Building a Fraud Rules Engine
Now let’s build some detection rules and measure their effectiveness.
# Create detection rules
def high_amount_rule(df, threshold=500):
return df.filter(pl.col('amt') > threshold)
high_risk_categories = ['shopping_net', 'misc_net', 'grocery_pos']
def category_risk_rule(df, high_risk_categories=high_risk_categories):
return df.filter(pl.col('category').is_in(high_risk_categories))
def outlier_rule(df, percentile=99):
threshold = df['amt'].quantile(percentile / 100)
return df.filter(pl.col('amt') > threshold)
Rule 1: High Amount (>$500)
high_amount_flagged = high_amount_rule(df, threshold=500)
fraud_caught = high_amount_flagged.filter(pl.col('is_fraud') == 1).height
false_positives = high_amount_flagged.height - fraud_caught
precision = fraud_caught / high_amount_flagged.height * 100
recall = fraud_caught / fraud_count * 100
print(f"High Amount Rule (>$500):")
print(f" Precision: {precision:.1f}%")
print(f" Recall: {recall:.1f}%")
print(f" False positives: {false_positives:,}")
| Metric | Value |
|---|---|
| Precision | 23.3% |
| Recall | 48.6% |
| False Positives | 11,983 |
Rule 2: High-Risk Categories
high_risk_category_flagged = category_risk_rule(df, high_risk_categories=high_risk_categories)

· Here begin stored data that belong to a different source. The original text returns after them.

PR #229, opened 2020-07-07
[3] Feature/yaml config

arbennett:
This PR allows for yaml as a configuration file format. See the updated docs or the example given for an example configuration with the new format.

 - [x] tests added / passed
 - [x] whatsnew entry


docs/examples.rst
```diff
@@ -7,80 +7,85 @@ Basics
...
+        # Format is metsim_name: input_name
+        prec  : 'Prec'
+        t_max : 'Tmax'
+        t_min : 'Tmin'
+
+    state_vars:
+        # Format is metsim_name: input_name
+        prec  : 'prec'
+        t_max : 't_max'
+        t_min : 't_min'
```
bartnijssen, line 66: This is a bit confusing. Why would the `state_vars` input names be different than the `forcing_vars` (I mean - you could I guess, but is that really the common use case?)

examples/example_yaml.yaml
```diff
@@ -0,0 +1,65 @@
...
+    # Format is metsim_name: input_name
+    prec  : 'Prec'
+    t_max : 'Tmax'
+    t_min : 'Tmin'
+
+state_vars:
+    # Format is metsim_name: input_name
+    prec  : 'prec'
+    t_max : 't_max'
+    t_min : 't_min'
```
bartnijssen, line 53: See earlier comment

docs/examples.rst
arbennett: I'll update this so that they're the same. I don't really know if it's common, but I do have at least a couple test cases where this is true, which is probably more of an artifact of MetSim changing through time rather than anything else.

fraud_caught = high_risk_category_flagged.filter(pl.col('is_fraud') == 1).height
false_positives = high_risk_category_flagged.height - fraud_caught
precision = fraud_caught / high_risk_category_flagged.height * 100
recall = fraud_caught / fraud_count * 100
print(f"High Risk Category Rule:")
print(f" Precision: {precision:.1f}%")
print(f" Recall: {recall:.1f}%")
print(f" False positives: {false_positives:,}")
| Metric | Value |
|---|---|
| Precision | 1.5% |
| Recall | 58.2% |
| False Positives | 280,097 |
Rule 3: Outlier Detection (Top 1%)
outlier_flagged = outlier_rule(df, percentile=99)
fraud_caught = outlier_flagged.filter(pl.col('is_fraud') == 1).height
false_positives = outlier_flagged.height - fraud_caught
precision = fraud_caught / outlier_flagged.height * 100
recall = fraud_caught / fraud_count * 100
print(f"Outlier Rule (top 1% amount):")
print(f" Precision: {precision:.1f}%")
print(f" Recall: {recall:.1f}%")
print(f" False positives: {false_positives:,}")
| Metric | Value |
|---|---|
| Precision | 27.8% |
| Recall | 48.0% |
| False Positives | 9,367 |
Key Takeaways
-
Amount is the strongest signal: The outlier rule achieved the best precision (27.8%), confirming that fraudulent transactions are disproportionately high-value.
-
Time matters: Late night hours (10 PM - 3 AM) have 15-20x higher fraud rates than daytime. Any real fraud system should weight time heavily.
-
Category helps but creates noise: High-risk categories catch more fraud (58% recall) but with massive false positives (280K). Better as a feature weight than a standalone rule.
-
Simple rules have limits: Even the best rule only catches ~50% of fraud with ~25% precision. A production system would need ML models to improve these numbers.
The data tells a clear story: Fraudsters prefer high-value transactions during off-hours when victims are likely asleep. A smart fraud system should flag high amounts in late-night transactions from high-risk categories.
Analysis performed using Polars on a dataset of 1.3M credit card transactions.